Under the Sunshine Act, all of this payment information would go into a national database of physician–industry relations. Public and private payers thus would be able to assess ties between industry payments and physician practice patterns. The trade-off for manufacturers is supposed to be federal preemption of state disclosure laws that require different information on payments to physicians. However, it's not clear how comprehensive that preemption will be in any final legislation.

Meanwhile, manufacturers are establishing their own transparency policies and programs. Eli Lilly, Merck, GlaxoSmithKline, and Pfizer have announced plans to post data on financial relationships with health professionals, and some companies are setting total annual caps on payments to individual physicians to reduce opportunities for undue influence.

Academic research centers and medical societies are also beefing up financial disclosure policies. The Cleveland Clinic plans to publicly report relationships of staff doctors and scientists with pharmaceutical and medical device makers.
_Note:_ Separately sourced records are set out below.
PR #915, opened 2023-02-21
cleanup(libsinsp): Extension of ppm sc API for corner cases (e.g. `event_set_to_names` and `names_to_sc_set`)

incertum:
**What type of PR is this?**

/kind bug

kind cleanup

> /kind design

> /kind documentation

> /kind failing-test

> /kind feature

> /area API-version

> /area build

> /area CI

> /area driver-kmod

> /area driver-bpf

> /area driver-modern-bpf

> /area libscap-engine-bpf

> /area libscap-engine-gvisor

> /area libscap-engine-kmod

> /area libscap-engine-noop

> /area libscap-engine-udig

> /area libscap

> /area libpman

/area libsinsp

> /area tests

> /area proposals

Updated:

Performed a fresh inspection for corner cases throughout:

- `event_set_to_names` initially thought to be "wonky" was a false assessment from my side.  Nonetheless, proposing to adopt a better style here as the inner loop was very hard to follow. Results are equivalent, meaning we do not have a regression. Added new unit tests plus as per @jasondellaluce suggestion added a bool so that we can map from event codes to either the event table names or resolve them to the true syscall names, which however because of the information loss will result in over subscribing especially for the generic events case (-> will map to about 234 generic syscalls). That way all future use cases should be covered.
- `names_to_sc_set` -> Totally overlooked all the corner cases and special snowflakes here. Given we now scan Falco rules for evt.type ppm_sc codes and this method is used for translation, it is a highly relevant refactor for ensuring Falco correctness (e.g. accept in rules will now be guaranteed to activate both accept and accept4 syscalls just like before)
- Some more cleanup and noticed few more other minor things

Fixes #

```release-note
cleanup(libsinsp): Extension of ppm sc API for corner cases (e.g. event_set_to_names and names_to_sc_set) 
```

### DIFF
--- a/userspace/libsinsp/events/sinsp_events.cpp
+++ b/userspace/libsinsp/events/sinsp_events.cpp
@@ -1,4 +1,5 @@
 #include "sinsp_events.h"
+#include "../utils.h"
 
 const ppm_event_info* libsinsp::events::info(ppm_event_code event_type)
 {
@@ -71,6 +72,46 @@ bool libsinsp::events::is_plugin_event(ppm_event_code event_type)
 	enum ppm_event_category category = scap_get_event_info_table()[event_type].category;
 	return (category & EC_PLUGIN);
 }
+
+libsinsp::events::set<ppm_event_code> libsinsp::events::all_non_sc_event_set()
+{
+	static libsinsp::events::set<ppm_event_code> ppm_event_set;
+	if (ppm_event_set.empty())
+	{
+		for(uint32_t ev = 0; ev < PPM_EVENT_MAX; ev++)
+		{
+			if(!libsinsp::events::is_syscall_event((ppm_event_code)ev))
+			{
+				ppm_event_set.insert((ppm_event_code)ev);
+			}
+		}
+	}
+	return ppm_event_set;
+}
+
+libsinsp::events::set<ppm_event_code> libsinsp::events::all_generic_sc_event_set()
+{
+	static libsinsp::events::set<ppm_event_code> generic_event_set = {PPME_GENERIC_E, PPME_GENERIC_X};
+	return generic_event_set;
+}
+
+libsinsp::events::set<ppm_event_code> libsinsp::events::all_non_generic_sc_event_set()
+{
+	static libsinsp::events::set<ppm_event_code> ppm_event_set;
+	if (ppm_event_set.empty())
+	{
+		for(uint32_t ev = 0; ev < PPM_EVENT_MAX; ev++)
+		{
+			if(libsinsp::events::is_syscall_event((ppm_event_code)ev) &&
+			!libsinsp::events::is_generic((ppm_event_code)ev))
+			{
+				ppm_event_set.insert((ppm_event_code)ev);
+			}
+		}
+	}
+	return ppm_event_set;
+}
+
 
 std::unordered_set<std::string> libsinsp::events::event_set_to_names(const libsinsp::events::set<ppm_event_code>& events_set)
 {
--- a/userspace/libsinsp/events/sinsp_events.cpp
+++ b/userspace/libsinsp/events/sinsp_events.cpp
@@ -75,22 +75,24 @@ bool libsinsp::events::is_plugin_event(ppm_event_code event_type)
 
 std::unordered_set<std::string> libsinsp::events::event_set_to_names(const libsinsp::events::set<ppm_event_code>& events_set, bool resolve_generic)
 {
+	bool resolved_generic = false;
 	std::unordered_set<std::string> events_names_set;
 	for (const auto& ev : events_set)
 	{
-		events_names_set.insert(scap_get_event_info_table()[ev].name);
-	}
-	events_names_set.erase("syscall"); // generic event placeholder string, not needed
-
-	if (resolve_generic)
-	{
-		/* note: Using existing ppm sc APIs and generic set operations in order to not introduce logic that requires maintenance beyond what we already have. */
-		auto tmp_events_set = events_set.intersect(libsinsp::events::set<ppm_event_code>{PPME_GENERIC_E, PPME_GENERIC_X});
-		if (!tmp_events_set.empty())
+		if (libsinsp::events::is_generic(ev))
 		{
-			auto sc_set = libsinsp::events::event_set_to_sc_set(tmp_events_set);
-			events_names_set = unordered_set_union(libsinsp::events::sc_set_to_names(sc_set), events_names_set);
-			events_names_set.erase("unknown"); // not needed
+			if (resolve_generic && !resolved_generic)
+			{
+				/* note: using existing ppm sc APIs and generic set operations to minimize new logic that requires maintenance beyond what we already have. */
+				auto sc_set = libsinsp::events::event_set_to_sc_set(libsinsp::events::set<ppm_event_code>{PPME_GENERIC_E, PPME_GENERIC_X});
+				events_names_set = unordered_set_union(libsinsp::events::sc_set_to_names(sc_set), events_names_set);
+				events_names_set.erase("unknown"); // not needed
+				resolved_generic = true;
+			}
+		}
+		else
+		{
+			events_names_set.insert(scap_get_event_info_table()[ev].name);
 		}
 	}
 	return events_names_set;
--- a/userspace/libsinsp/events/sinsp_events.cpp
+++ b/userspace/libsinsp/events/sinsp_events.cpp
@@ -73,46 +73,6 @@ bool libsinsp::events::is_plugin_event(ppm_event_code event_type)
 	return (category & EC_PLUGIN);
 }
 
-libsinsp::events::set<ppm_event_code> libsinsp::events::all_non_sc_event_set()
-{
-	static libsinsp::events::set<ppm_event_code> ppm_event_set;
-	if (ppm_event_set.empty())
-	{
-		for(uint32_t ev = 0; ev < PPM_EVENT_MAX; ev++)
-		{
-			if(!libsinsp::events::is_syscall_event((ppm_event_code)ev))
-			{
-				ppm_event_set.insert((ppm_event_code)ev);
-			}
-		}
-	}
-	return ppm_event_set;
-}
-
-libsinsp::events::set<ppm_event_code> libsinsp::events::all_generic_sc_event_set()
-{
-	static libsinsp::events::set<ppm_event_code> generic_event_set = {PPME_GENERIC_E, PPME_GENERIC_X};
-	return generic_event_set;
-}
-
-libsinsp::events::set<ppm_event_code> libsinsp::events::all_non_generic_sc_event_set()
-{
-	static libsinsp::events::set<ppm_event_code> ppm_event_set;
-	if (ppm_event_set.empty())
-	{
-		for(uint32_t ev = 0; ev < PPM_EVENT_MAX; ev++)
-		{
-			if(libsinsp::events::is_syscall_event((ppm_event_code)ev) &&
-			!libsinsp::events::is_generic((ppm_event_code)ev))
-			{
-				ppm_event_set.insert((ppm_event_code)ev);
-			}
-		}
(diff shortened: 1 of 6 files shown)


incertum:
In the interest of time and since we work opposite time zones, please feel free to directly push into here @FedeDP @jasondellaluce @Andreagit97 and more 🙏 .

incertum:
In the interest of time and since we work opposite time zones, please feel free to directly push onto this branch @FedeDP @jasondellaluce @Andreagit97 🙏 .

incertum:
Commented on https://github.com/falcosecurity/libs/pull/889/files#r1113424902 that is slated to fix all API bugs, issues still exist.

userspace/libsinsp/events/sinsp_events.h
```diff
@@ -206,21 +221,38 @@ set<ppm_event_code> sinsp_state_event_set();
...
+  syscall string names, which can result in more syscalls in the following cases where
+  there is no 1:1 mapping from event code to syscall:
+
+  e.g. overloaded case: accept -> accept, accept4
+  e.g. ppm_event sharing: eventfd or eventfd2 -> always both eventfd, eventfd2
+  e.g. snowflake cases: umount or umount2 -> always both umount, umount2
+  e.g. generic events -> will map to ALL generic syscalls (over 200 generic syscalls)
 */
-std::unordered_set<std::string> event_set_to_names(const set<ppm_event_code>& events_set);
+std::unordered_set<std::string> event_set_to_names(const set<ppm_event_code>& events_set, bool resolve_sc = true);
```
jasondellaluce, line 238:
```suggestion
std::unordered_set<std::string> event_set_to_names(const set<ppm_event_code>& events_set, bool resolve_generic = true);
```
Why resolving the converted SC set, instead of just resolving generic events? I feel like we're creating an equivalento of `sc_set_to_names`. What I would expect from this function is to treat generics as `syscall` or as the set of actual generic event names, depending on the boolean. WDYT?

userspace/libsinsp/events/sinsp_events.h
```diff
@@ -198,6 +198,21 @@ set<ppm_event_code> sc_set_to_event_set(const set<ppm_sc_code> &ppm_sc_of_intere
 */
 set<ppm_event_code> all_event_set();
 
+/*!
+  \brief Get the ppm_event for each non sc events.
+*/
+set<ppm_event_code> all_non_sc_event_set();
```
jasondellaluce, line 204: `all_events().filter([&](ppm_sc_code e) { return !libsinsp::events::is_syscall_event(e); });`

Isn't this equivalent? Is it worth to add and maintain API methods if we already have a filtering functionality? This applies to the ones above too. WDYT?

userspace/libsinsp/events/sinsp_events.h
incertum: Incorporated :)

userspace/libsinsp/events/sinsp_events.h
incertum: Incorporated :)

userspace/libsinsp/events/sinsp_events_ppm_sc.cpp
```diff
@@ -243,7 +244,18 @@ libsinsp::events::set<ppm_sc_code> libsinsp::events::names_to_sc_set(const std::
...
+	 * Plus handle special snowflakes, e.g. "umount" event string maps to PPME_SYSCALL_UMOUNT_E, PPME_SYSCALL_UMOUNT_X, but
+	 * in actuality applies for "umount2" syscall as "umount" syscall is a generic event -> end result is activating both umount, umount2
+	 *
+	 * Since names_to_event_set would resolve generic sc events, we only apply these extra lookups for non generic sc event codes
+	*/
+	auto all_non_generic_sc_event_set = libsinsp::events::all_event_set().filter([&](ppm_event_code e) { return libsinsp::events::is_syscall_event(e); })\
+	.diff(libsinsp::events::set<ppm_event_code>{PPME_GENERIC_E, PPME_GENERIC_X});
+	auto tmp_event_set = all_non_generic_sc_event_set.intersect(libsinsp::events::names_to_event_set(syscalls));
+	auto tmp_sc_set = libsinsp::events::event_set_to_sc_set(tmp_event_set);
+	return ppm_sc_set.merge(tmp_sc_set);
```
jasondellaluce, line 258: I'm ok with this because I see the reason behind it, but I would prefer fixing the tables (e.g. the `umount` corner case) and iterate back here in the future to make this function simpler and less defensive. Just leaving a TODO for us.

jasondellaluce (approved):
/approve

userspace/libsinsp/events/sinsp_events_ppm_sc.cpp
incertum: Hi @jasondellaluce thank you for your additional input. 

The primary reasoning behind these changes that follow the principle of **right-sized incremental progress** are as follows:

- We benefit from a complete and technically correct solution without any additional major refactor. A major refactor tends to always carry unknowns.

Stanford University, the University of Pennsylvania, and branches of the University of California in Los Angeles and San Francisco have adopted stricter conflict-of-interest policies. The North American Spine Society announced in January that the 5,000 spine surgeons in the organization will disclose all financial ties with medical product companies; psychiatrists are contemplating a similar move.

While pharma relations with researchers are critical for developing new technology, reformers hope to discourage inappropriate relationships by putting health professionals on notice that any links to pharmaceutical marketing will be known to all.